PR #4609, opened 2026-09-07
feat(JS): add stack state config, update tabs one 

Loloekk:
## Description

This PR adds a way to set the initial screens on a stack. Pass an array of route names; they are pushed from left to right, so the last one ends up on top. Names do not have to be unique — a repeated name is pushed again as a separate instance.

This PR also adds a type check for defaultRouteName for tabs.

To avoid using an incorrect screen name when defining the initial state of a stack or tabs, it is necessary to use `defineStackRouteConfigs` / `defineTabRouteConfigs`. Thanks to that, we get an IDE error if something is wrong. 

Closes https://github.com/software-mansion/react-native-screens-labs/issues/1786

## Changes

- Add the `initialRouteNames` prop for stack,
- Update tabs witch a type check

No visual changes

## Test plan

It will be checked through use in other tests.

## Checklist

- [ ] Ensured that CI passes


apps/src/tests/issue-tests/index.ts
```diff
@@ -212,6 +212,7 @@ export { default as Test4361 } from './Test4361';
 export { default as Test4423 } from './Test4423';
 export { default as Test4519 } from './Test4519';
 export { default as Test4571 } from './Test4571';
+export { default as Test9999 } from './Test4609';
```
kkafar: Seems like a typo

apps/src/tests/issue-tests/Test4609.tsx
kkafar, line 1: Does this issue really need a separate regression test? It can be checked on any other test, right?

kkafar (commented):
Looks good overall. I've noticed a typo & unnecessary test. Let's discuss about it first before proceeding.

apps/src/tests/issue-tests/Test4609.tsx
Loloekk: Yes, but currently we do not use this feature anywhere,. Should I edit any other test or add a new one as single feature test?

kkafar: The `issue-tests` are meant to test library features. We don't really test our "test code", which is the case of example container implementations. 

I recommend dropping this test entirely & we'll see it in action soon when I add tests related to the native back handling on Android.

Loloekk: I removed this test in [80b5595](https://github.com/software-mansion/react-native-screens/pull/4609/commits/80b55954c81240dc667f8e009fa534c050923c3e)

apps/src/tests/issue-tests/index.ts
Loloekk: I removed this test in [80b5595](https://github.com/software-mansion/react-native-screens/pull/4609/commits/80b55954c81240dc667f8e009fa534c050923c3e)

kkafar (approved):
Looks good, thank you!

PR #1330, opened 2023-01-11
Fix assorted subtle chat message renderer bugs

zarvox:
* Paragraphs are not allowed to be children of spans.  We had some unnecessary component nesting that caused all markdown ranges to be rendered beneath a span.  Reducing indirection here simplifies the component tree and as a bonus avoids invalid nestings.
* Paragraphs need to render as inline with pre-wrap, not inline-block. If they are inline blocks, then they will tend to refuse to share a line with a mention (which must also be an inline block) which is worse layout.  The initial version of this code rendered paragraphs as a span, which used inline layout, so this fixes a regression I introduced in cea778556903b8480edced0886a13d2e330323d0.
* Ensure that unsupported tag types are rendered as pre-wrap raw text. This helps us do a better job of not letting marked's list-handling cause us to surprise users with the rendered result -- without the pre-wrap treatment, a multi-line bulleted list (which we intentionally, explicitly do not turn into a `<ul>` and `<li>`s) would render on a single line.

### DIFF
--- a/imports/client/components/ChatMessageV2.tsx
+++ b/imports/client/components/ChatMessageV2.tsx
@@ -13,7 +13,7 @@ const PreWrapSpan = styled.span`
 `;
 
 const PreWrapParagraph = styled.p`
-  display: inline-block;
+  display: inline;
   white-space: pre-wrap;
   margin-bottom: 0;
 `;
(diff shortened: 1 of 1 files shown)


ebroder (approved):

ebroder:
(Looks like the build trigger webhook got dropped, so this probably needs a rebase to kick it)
------------------------
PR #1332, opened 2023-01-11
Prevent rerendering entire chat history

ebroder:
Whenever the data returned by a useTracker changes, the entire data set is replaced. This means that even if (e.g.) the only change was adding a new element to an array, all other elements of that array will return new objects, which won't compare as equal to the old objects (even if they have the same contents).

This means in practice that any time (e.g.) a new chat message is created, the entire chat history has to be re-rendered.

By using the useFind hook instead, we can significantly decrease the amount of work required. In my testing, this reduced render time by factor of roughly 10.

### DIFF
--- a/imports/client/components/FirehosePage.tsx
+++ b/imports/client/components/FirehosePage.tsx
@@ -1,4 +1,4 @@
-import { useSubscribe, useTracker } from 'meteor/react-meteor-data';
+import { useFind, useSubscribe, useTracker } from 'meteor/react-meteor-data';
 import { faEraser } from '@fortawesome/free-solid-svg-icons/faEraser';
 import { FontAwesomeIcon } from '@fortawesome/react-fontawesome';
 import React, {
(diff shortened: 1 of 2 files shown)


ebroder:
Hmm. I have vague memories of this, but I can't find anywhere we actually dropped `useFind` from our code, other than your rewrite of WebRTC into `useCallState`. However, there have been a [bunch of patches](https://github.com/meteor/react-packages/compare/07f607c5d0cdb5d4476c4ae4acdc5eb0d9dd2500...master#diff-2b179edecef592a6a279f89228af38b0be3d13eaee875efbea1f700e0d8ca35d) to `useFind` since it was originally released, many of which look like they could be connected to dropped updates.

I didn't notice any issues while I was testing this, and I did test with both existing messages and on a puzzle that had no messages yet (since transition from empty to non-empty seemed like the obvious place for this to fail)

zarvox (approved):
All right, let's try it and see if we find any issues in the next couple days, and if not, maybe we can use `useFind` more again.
------------------------
● EXERCISE GOAL:
Could you transcribe the entries above word for word, from the line with "margin-bottom: 0;" down to the line with "(Looks like the", keeping both?

● SOLUTION TO THIS PROBLEM:
   margin-bottom: 0;
 `;
(diff shortened: 1 of 1 files shown)


ebroder (approved):

ebroder:
(Looks like the build trigger webhook got dropped, so this probably needs a rebase to kick it)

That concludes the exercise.